Botticelli is a one-act play written by Terrence McNally, initially broadcast on television in 1968.

==Productions==
Botticelli was first broadcast by Channel Thirteen in New York City on March 14 and 15, 1968, on the television show New York Television Theatre. Botticelli was one of three one-act plays, under the overall title of Apple Pie (the other two were Tour and Next), which focused on the Vietnam War. It was directed by Glenn Jordan and starred Kevin O'Connor and Roy London.
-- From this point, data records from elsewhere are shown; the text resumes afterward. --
PR #309, opened 2016-08-03
Pull request

tracklogic:
Hi Jason

I've been slightly bad with my code management, not sure how to rectify at this point as we've got 4x things in the pull request. I've also got your loose-part-feeder in this as well. If its easier for you i'll break it up like i should of done in the first place. (Guess by doing separate feature branches?).

-> getFeederByName()
-> Vision interface change to allow for the centering stage as per our prior discussion
-> Fiducial homing
-> Paste dispenser support / initial groundwork for the glue dispenser


tracklogic:
Not happy with this mega-commit, have started splitting into feature-branches - much cleaner - should of done it in first place. Bad Matt!. Shouldn't take long.

PR #310, opened 2016-08-03
Added fiducial homing to gcode driver / fiducialLocator.

tracklogic:


vonnieda:
@tracklogic Does this code assume that the home pin is at the location where the controller homing stops? In other words, does it need to be at the home switch locations?

tracklogic:
Hi

Yes at the moment at least, it assumes that once the driver has homed the machine the fiducial is within the camera window. We could add an additional configurable move if this isn't the case though?

src/main/java/org/openpnp/machine/reference/driver/GcodeDriver.java
```diff
@@ -188,6 +187,33 @@ public void home(ReferenceHead head) throws Exception {
...
         }
+
+        /*
+                The head camera for nozzle-1 should now be (if everythings homed correctly)
+                directly above the homing pin in the machine bed, use the head camera scan
+                for this and make sure this is exactly central - otherwise we move the camera
+                until it is, and then reset all the axis back to 0,0,0,0 as this is calibrated
+                home.
+         */
+        Part homePart=Configuration.get().getPart("FIDUCIAL-HOME");
```
vonnieda: I'd like to see this part be configurable, using a part dropdown like in the feeder configuration, for instance. If that is overly difficult, let's at least make it a configurable parameter in the XML and I will add the UI for it later. It should just be something like homingFiducialPartId, for instance.

src/main/java/org/openpnp/machine/reference/driver/GcodeDriver.java
```diff
@@ -188,6 +187,33 @@ public void home(ReferenceHead head) throws Exception {
...
+        if (homePart != null) {
+            Location tmp = new Location(LengthUnit.Millimeters,0.0,0.0,0.0,0.0);
```
vonnieda: Let's make this location configurable in the XML. Just an @Element Location homingFiducialLocation would do the trick. Otherwise we're assuming that anyone who wants to use this will have their homing fiducial right under their endstops, and I think that situation will be rare.

PR #312, opened 2016-08-03
Feature paste dispense

tracklogic:


src/main/java/org/openpnp/spi/base/AbstractPasteDispenseJobProcessor.java
```diff
@@ -0,0 +1,90 @@
+package org.openpnp.spi.base;
+
+import org.openpnp.model.Configuration;
+import org.openpnp.model.Part;
+import org.openpnp.spi.*;
+import org.openpnp.util.MovableUtils;
+
+public abstract class AbstractPasteDispenseJobProcessor extends AbstractJobProcessor
+        implements PasteDispenseJobProcessor {
+
```
tracklogic: i'm thinking these funcs() can be removed - they are just left-over from when i took the abstractpnpjobprocessor class - not doing any harm, but may cause later confusion?

cri-s:
Position should be sorted based on distanc and eventually needle instad of using
it unsorted. For dispensing, instead of SafeZ the max height should be checked and used that.
That influence a lot the dispense speed.

tracklogic:
Hi Cri

I agree with you about sorting by distance, i had hoped to get this pushed in and then i (or someone else if they are feeling helpful hehe) will further refine it to do sorting, i was just hoping to get the paste feature at least back and enabled.

I'm not sure about not moving to safeZ though, I understand what you mean about speed, but is there a danger we are going to get a collision? Say for example the PCB we are dispensing is at a lower Z than the feeder - we could perhaps hit the feeder whilst moving about? Feeders sometimes have things sticking up (knock pins etc..) that make them taller than the PCB (and any max-height component you can calculate)?

cri-s:
On init and cleanup, clearly use moving safeZ, head.safeZ or just hardcoded 0.0 .
Normally pcb space is restricted in such way that no head accidentally touch feeder or something when moving annother head/nozzle/tip. There must be some clearance for safe opertion. 
Further for paste dispense, usually no other component is placed.
Sure, it is possible to do rework, and for that, probably one checkbox should be present in order to enable/disable safeZ optimisation. 

sorting:
Collections.sort(jobDispenses, (left, right) -> left.boardLocation.getLocation().getLinearLengthTo(calculateBoardPlacementLocation(left.boardLocation,left.placement)) -
right.boardLocation.getLocation().getLinearLengthTo(calculateBoardPlacementLocation(right.boardLocation,right.placement)));

I have realized now, it's glue dispenser, not all components are glued, only components that don't
are hold by superficial tension. Do you have made a dialog, that support selecting the parts to glue?

A rule of thumb to keep parts from falling off, is this one:

R = C/P (g/in) must be ˜ 30

Where
C = Component weight in grams
P = total pad area in square inches

tracklogic:
Hi Cri

I've sorted out the paste and i've started plugging in the glue one - its got a seperate tab list for glue dispense co-ordinates (so pick & place, paste dispense, glue dispense on the U.I.).

Matt

cri-s:
Just noted, probably is better using uplooking camera or
 right.placement.derive(0.0,0.0,0.0,0.0)  in order to have consistient distance from know point, even
it's 0 point.

src/main/java/org/openpnp/spi/base/AbstractPasteDispenseJobProcessor.java
vonnieda: Agreed, if they aren't used please remove them.

src/main/java/org/openpnp/gui/JobPanel.java
```diff
@@ -651,8 +651,10 @@ public void jobStart() throws Exception {
         if (title.equals("Solder Paste")) {
             jobProcessor = Configuration.get().getMachine().getPasteDispenseJobProcessor();
         }
-        else if (title.equals("Pick and Place")) {
-            jobProcessor = Configuration.get().getMachine().getPnpJobProcessor();
```
vonnieda: Correct me if I am wrong, but it looks like you removed the PnpJobProcessor entirely.

src/main/java/org/openpnp/gui/tablemodel/PlacementsTableModel.java
```diff
@@ -117,6 +117,16 @@ else if (columnIndex == 5) {
             else if (columnIndex == 6) {
                 placement.setType((Type) aValue);
             }
+            else if (columnIndex == 8) {
+                if (aValue.toString().compareTo("Yes")==0)
```
vonnieda: We typically render boolean options as a checkbox by making the column class Boolean. Is there a reason you used these text strings?

src/main/java/org/openpnp/gui/JobPanel.java
tracklogic: I had to look twice too :D hehe

src/main/java/org/openpnp/gui/tablemodel/PlacementsTableModel.java
tracklogic: Good spot, I'll flick it to being a bool, think i was just being lazy :)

Botticelli was presented on stage at the outdoor Theatricum Botanicum, Topanga Canyon, California in July and August 1986.

==Overview==
During the Vietnam War, two soldiers wait in the jungle to kill an enemy Vietcong fighter. While they wait they play the game of Botticelli. The enemy appears and the soldiers kill him, all the while continuing to play the game. The civilized and cultured nature of the game contrasts ironically with the brutal indifference of war.

==Critical response==
George Gent, in his review for The New York Times wrote that Botticelli was the "most successful in purely dramatic terms" of the three plays. He further commented that the play shows a "chilling comment on the inhumanity of war." Toby Silverman Zinman in her book McNally: A Casebook wrote that Botticelli shows McNally's "virtuosity as a playwright", but that "the target is again neither sufficiently sharp nor compelling."

Peter Wolfe points out that "McNally's early work features many recurring elements: the Vietnamese war of Botticelli (1968), Witness (1968) and Bringing It All Back Home (1969)."